Play this forward and assume that Moni is indicted for signing a tax return which omitted her marijuana business and the $45,000 she earned from its sales. The indictment would look like this.
The Grand Jury charges:
On or about April 15, 2004, in the Central District of California and elsewhere, the defendant,
MONI SENGUPTA,
did willfully subscribe a 2003 individual federal income tax return IRS Form 1040 under penalties of perjury, which return was materially false in that, as the defendant well knew and believed, it omitted $45,000 in income received from the sale of marijuana as well as the source of this income; all in violation of Title 26, United States Code, Section 7206(1)
In another count of the indictment, Moni is charged with drug dealing. Her lawyer contemplates a number of defenses to exonerate her of the tax charges:
• This is tax fraud? Who in their right mind would report drug sale
proceeds on their tax returns?
• My client did not know that illegal income was taxable, and her failure to include
these funds on her tax returns was not “willfull.”
• My client was at no time motivated by a desire to evade taxes. Her concealment
instead was solely designed to cover her criminal conduct. Taxes never crossed her mind.
• The tax charges make reference to other illegal activity – marijuana dealing –
which the prejudice the jury against my client and make a fair judgment on the tax charges impossible.
• My client has a Fifth Amendment right not to incriminate herself, which
he exercised by not including a description of her alleged marijuana business on her tax return.
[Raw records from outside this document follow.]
PR #803, opened 2015-11-11
protect against missing cc origins

jpslav:
Protects against "undefined method `any?' for nil:NilClass" when `cc_origins` secret not set.

Probably not going to happen much more b/c of recent updates to deployment scripts, but hey...

@Dantemss can review/merge or close if not something we want.


nathanstitt:
@jpslav I also included that as part of #779 (https://github.com/openstax/tutor-server/blob/cc-tnc/config/initializers/openstax_api.rb#L1-L2)   @Dantemss also points out that we should use `\A` vs `^` since `\A` matches the start of string and `^` also matches after a new line.

Dantemss:
Closing since Nathan seems to have done it.

PR #808, opened 2015-11-12
Logout support for concept coach

nathanstitt:
I see three ways we can accomplish logout for concept coach

1) Via a special CORS request to a controller with the appropriate OPTIONS and headers.  Our existing auth one is already setup to do so.  Thats what this PR implements.

2) Extend the existing `sessions` controller's `delete` action to be reachable via CORS. Since that lives in the accounts gem, I'm not sure we want to do so for all uses.

3) Use an iframe proxy method.  That seems a bit complex but might be more secure.

After playing with #1 and #2 I'm afraid they're not going to work because CORS will not follow redirects.  

We could work around this by logging out of tutor and then replying with a `next_url` parameter that CC would then load on accounts, or just loading the logout inside the iframe.  That'd require opening CORS up on accounts though. 

Given that, I think it's probably better to just logout inside the iframe. A nice side effect of this is that the login page is then immediately shown so a new session can be started from there.

https://github.com/openstax/accounts/pull/210 goes along with this.

### DIFF
--- a/app/controllers/auth_controller.rb
+++ b/app/controllers/auth_controller.rb
@@ -34,7 +34,7 @@ class AuthController < ApplicationController
       redirect_to_login_url
     else
       @status = user_status_update
-      @iframe_origin = stubbed_auth? ? session[:parent] : @status[:endpoints][:accounts_iframe]
+      @iframe_origin = stubbed_auth? ? session[:parent] || '*' : @status[:endpoints][:accounts_iframe]
     end
   end
 
--- a/app/controllers/auth_controller.rb
+++ b/app/controllers/auth_controller.rb
@@ -39,15 +39,18 @@ class AuthController < ApplicationController
   end
 
   def logout
-    if current_user.is_anonymous?
-      render status: :forbidden, text: 'You must be logged in to logout'
-    else
-      sign_out!
-      render json: { logout: true }
-    end
+    sign_out!
+    redirect_to stubbed_auth? ? authenticate_via_iframe_url :
+                  OpenStax::Utilities.generate_url(
+                    OpenStax::Accounts.configuration.openstax_accounts_url,
+                    "remote/iframe", parent: params[:parent]
+                  )
   end
 
   private
+
+  def accounts_url_to(page)
+  end
 
   def stubbed_auth?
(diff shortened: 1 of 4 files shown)


app/controllers/auth_controller.rb
```diff
@@ -38,6 +38,15 @@ def iframe
     end
   end
 
+  def logout
+    if current_user.is_anonymous?
+      render status: :forbidden, text: 'You must be logged in to logout'
+    else
+      sign_out!
+      render json: { logout: true }
+    end
```
jpslav: `sign_out!` just always sets the user to be signed out -- doesn't care if already signed out.  So, unless there's a need on the FE to get a forbidden status, this can just be 

```ruby
def logout
  sign_out!
  head :no_content # not :ok b/c that looks to freak out ajax calls, or can put your existing render here
end
```

jpslav:
I think logout isn't a particularly sensitive route, right?  (so maybe extra security of other options not needed)

jpslav:
@Dantemss your opinion appreciated :-)

nathanstitt:
@jpslav yes I don't see logout being particularly sensitive.  I may have missed some possible vectors though that @Dantemss might know about

Dantemss:
I think I'm OK with the logout route being open not like you can steal any info from a user after they get logged out.

Dantemss:
Could set logout to use GET in Tutor even, if that's more convenient.

nathanstitt:
Yeah, I've since discovered some problems with logging out this way.  It only clears the tutor session, not the underlying one on accounts.  This means that when you attempt to login again with a different account you're immediately logged into the first one since accounts just redirects back. 

And since CORS doesn't follow redirects it's impossible to follow the same flow that a "normal" logout does.  

I'm reworking using the logout by iframe option.

jpslav:
I have never wanted logout to be a GET because browser optimizers that preload links could/would mistakenly log you out.  

Nathan, by "reworking" does that mean this PR is back in WIP?

nathanstitt:
@jpslav  Sorry that comment was from before when I was working on the iframe logout method.  This and https://github.com/openstax/accounts/pull/210 are both ready for review.

PR #814, opened 2015-11-17
Include teacher names as part of enrollment request

nathanstitt:
Will enable concept coach to display the teacher name as part of the enrollment confirmation


jpslav:
possible to add a spec?

PR #815, opened 2015-11-17
Cache teacher dashboard

Dantemss:
- Cache the teacher dashboard stats in Redis
- Specs


Dantemss:
First request takes about the same as before. Second request about 390ms (previously 525ms).

Dantemss:
Cache expires when anyone in the period answers any exercise.
Cache duration is the default for now (90 minutes, set in application.rb). So it will always expire after 90 minutes (we could make it last forever instead if that would be better).

Dantemss:
The only thing this PR does not do is warm the cache (so the first request to the dashboard will be a little slow but not toooo slow).

jpslav:
@Dantemss I think the cache expiration can probably be longer.

PR #817, opened 2015-11-17
CC Spaced Practice fix and history spy info

Dantemss:
- Added Task history to the task spy info
- Made the spaced practice algorithm not use all random-ago
- Fixed CC spaced practice
- CC spaced practice specs


Dantemss:
Kathi is fine with showing the complete history, but said it would be good if we had an easy way to find the current task in it.

app/routines/add_spy_info.rb
```diff
@@ -18,6 +18,10 @@ def values_from(value)
     case value
     when Content::Models::Ecosystem, Content::Ecosystem
       { ecosystem_id: value.id, ecosystem_title: value.title }
+    when Array
+      { history: value.map do |task|
+        { task_id: task.id, task_title: task.title }
+      end }
```
jpslav: @Dantemss how can we not just check for `Array`?  (this implementation means we won't be able to pass in any other arrays of other things later).

Maybe

```ruby
run(:add_spy_info, to: outputs.task, from: [ecosystem, {history: history.tasks}])
```

And then have a `when Hash` and treat the keys differently...

Dantemss: Hm ok

PR #818, opened 2015-11-17
Redirect teacher to course page on subsequent join clicks

joemsak:


app/controllers/courses_controller.rb
```diff
@@ -2,6 +2,9 @@ class CoursesController < ApplicationController
   include Lev::HandleWith
 
   def join
-    handle_with(CoursesJoin, complete: -> { redirect_to dashboard_path })
+    handle_with(CoursesJoin, complete: -> {
+      course = @handler_result.outputs.course
+      redirect_to "/courses/#{course.id}"
```
jpslav: good catch on correcting this redirect (to specific course instead of more generic dashboard which could present teacher with multiple courses if she has them), but would you mind making a specific route in routes.rb so we can use a helper and restrict future changes to one place?

```ruby
# routes.rb
get '/courses/:id', to: 'webview#index', as: :course_dashboard
```

```ruby
redirect_to course_dashboard_path(course.id)
```

app/handlers/courses_join.rb
```diff
@@ -1,7 +1,6 @@
 class CoursesJoin
   lev_handler
 
-  uses_routine AddUserAsCourseTeacher, as: :add_teacher
```
jpslav: Leave this way so the transactions are nested.

jpslav: If you want to get the `course` variable in this routine's output, use verbatim output translations.

jpslav: I imagine maybe you changed the style b/c you didn't want errors to bubble up.  You can just ignore the exception (see the lev readme):

```ruby
uses_routine AddUserAsCourseTeacher, as: :add_teacher,
             ignored_errors: [:user_is_already_teacher_of_course]
```

joemsak: Funny thing is I read about that when I was last working on this routine in the last PR, and I forgot about it ;-)

jpslav:
Looks good. Please merge I am afk

PR #823, opened 2015-11-19
Redirect logging out CC users to cc.openstax.org/logout

jpslav:
Uses updates in https://github.com/openstax/accounts-rails/pull/43 to redirect logging out CC users to a variant of cc.openstax.org/logout, which will in turn redirect the Accounts logout URL to complete the signout.  By redirecting via the cc.openstax.org site, Accounts will redirect back to cc.openstax.org when it completes the logout process (which we want).

Once https://github.com/openstax/accounts-rails/pull/43 is merged, we can update this PR's gemfile to point to the new accounts-rails version.

### DIFF
--- a/lib/logout_redirect_chooser.rb
+++ b/lib/logout_redirect_chooser.rb
@@ -7,27 +7,12 @@ class LogoutRedirectChooser
     @url = request_url
   end
 
-  def choose(default: nil)
+  def choose(default:)
     if url_indicates_concept_coach?
-      cc_redirect_url
+      URI.join(default, "?cc=1").to_s
     else
       default
     end
-  end
-
-  def cc_redirect_url
-    subdomain = uri.host.split('.')[0]
-
-    suffix = case subdomain
-             when /localhost/
-               "-localhost"
-             when /-(\w+)/
-               "-" + $1
-             else
-               ""
-             end
-
-    "http://cc.openstax.org/logout#{suffix}"
   end
 
   private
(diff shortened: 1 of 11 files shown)


jpslav:
@Dantemss please review

jpslav:
The CI failures don't fail when I just run that one spec... I'll have to look into it, but still should be GTG to review.

lib/logout_redirect_chooser.rb
```diff
@@ -0,0 +1,52 @@
...
+  def query_hash
+    uri.query.nil? ? {} : URI::decode_www_form(uri.query).to_h
+  end
+
+  def uri
+    @uri ||= URI.parse(@url)
+  end
+
+  def to_bool(boolean_thing)
+    ActiveRecord::Type::Boolean.new.type_cast_from_user(boolean_thing)
```
Dantemss: `!!boolean_thing`?

Dantemss:
Looks good, just the 1 comment.

lib/logout_redirect_chooser.rb
Dantemss: Ah nvm this is parsing the url params... I see.

lib/logout_redirect_chooser.rb
```diff
@@ -0,0 +1,52 @@
...
+               ""
+             end
+
+    "http://cc.openstax.org/logout#{suffix}"
+  end
+
+  private
+
+  def url_indicates_concept_coach?
+    @url.match(/\/ConceptCoach\//i) ||
```
Dantemss: Actually do we have any URL that has `ConceptCoach` in it?

jpslav: we will (for branding purposes), tho I don't know if it will actually make it into the logout URL.

PR #827, opened 2015-11-21
More score fixes

Dantemss:
- Stop CC scores from blowing up if a student didn't work a certain page in the period
- Handle CC tasks in the export
- Remove due date row from CC export
- Improved handling of offsets and styles in the export


Dantemss:
FE has to be aware that this PR changes the averages to be between 0 and 1 like all the other scores for BOTH CC and non-CC (currently it's out of 100).

app/subsystems/tasks/performance_report/export_xlsx.rb
```diff
@@ -73,23 +74,20 @@ def gather_averages(data_headings)
...
 
       def add_late_comments(sheet, data, row)
         data.each_with_index do |d, col|
           if d && d.late
             column = col + non_data_headings.size
-            row_offset  = row + 4 # there are 4 rows of headings
 
             sheet.add_comment(
-              ref: TwoDMatrixHelper.find_cell(row: row_offset, column: column),
+              ref: TwoDMatrixHelper.find_cell(row: row.row_index + 1, column: column),
```
jpslav: Can you check to see if https://github.com/openstax/tutor-server/pull/748#discussion_r43190110 works?  If so, we can remove the helper.

jpslav:
@philschatz / @openstax/tutor-fe-dev can comment on if we need to block this until FE updated for the change from [0,100] to [0,1].

@Dantemss otherwise it looks good - you can merge when they are ready (or you can try what I mentioned in my one comment).

app/subsystems/tasks/performance_report/export_xlsx.rb
Dantemss: I'll check.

Now consider Scenario 10 from Chapter 2, involving Kevin Downing, the New Jersey motorboat mechanic.
Scenario 9: Kevin realizes that, in the course of his work at ShoreCraft, he can secretly
pocket some of the customer payments for his services. Meanwhile, he can prepare paperwork reflecting that the customer has paid only that amount that ShoreCraft receives, which is recorded as gross business receipts by the company bookkeepers, and which omit the monies he pockets. ShoreCraft, which is oblivious to Kevin’s theft, does not include the pocketed customer payments on Kevin’s Form W-2. On his tax return, Kevin reports only his salary and withholdings and does not include the portion of the customer payments he secretly pocketed.
Because the embezzlement is a state crime, Kevin is never charged with the theft. An enterprising federal prosecutor takes a look at the facts and presents the following indictment to the grand jury.
The Grand Jury charges:
On or about April 15, 2004, in the District of New Jersey and elsewhere, the defendant,
KEVIN DOWNING
did willfully subscribe a 2003 individual federal income tax return IRS Form 1040 under penalties of perjury, which return was materially false in that, as the defendant well knew and believed, it omitted $13,000 in income he received through embezzlement of his employer, all in violation of Title 26, United States Code, Section 7206(1)
In addition to some of the arguments considered by Moni’s lawyers, Kevin’ counsel contemplates this one:
• The funds my client allegedly received from alleged embezzlement are not income
to him, because he would have been required to pay them back if caught.
These arguments, which are a great improvement from the initial one, are not
unrealistic, nor are they hypothetical. They are made regularly by actual accused criminals, and have generated case law. How U.S. courts have dealt with these arguments is considered in the succeeding chapters, which deal with embezzlers, crooked accountants, unscrupulous doctors, drug dealers, dirty lawyers, and corrupt public servants who found themselves charged with tax crimes.